Exercise details ▸ Please transcribe exactly the lines from the one containing "Fix Reference Assignment" through the end of the records below, both included, and nothing else.

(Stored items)

PR #1538, opened 2024-11-22
Fix Reference Assignment Error in PortalUpdater Delete Views

JVickery-TBS:
fix(dev): syntax;

- PortalUpdater reference error in delete views.

### DIFF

Solution below ▸
Fix Reference Assignment Error in PortalUpdater Delete Views

JVickery-TBS:
fix(dev): syntax;

- PortalUpdater reference error in delete views.

### DIFF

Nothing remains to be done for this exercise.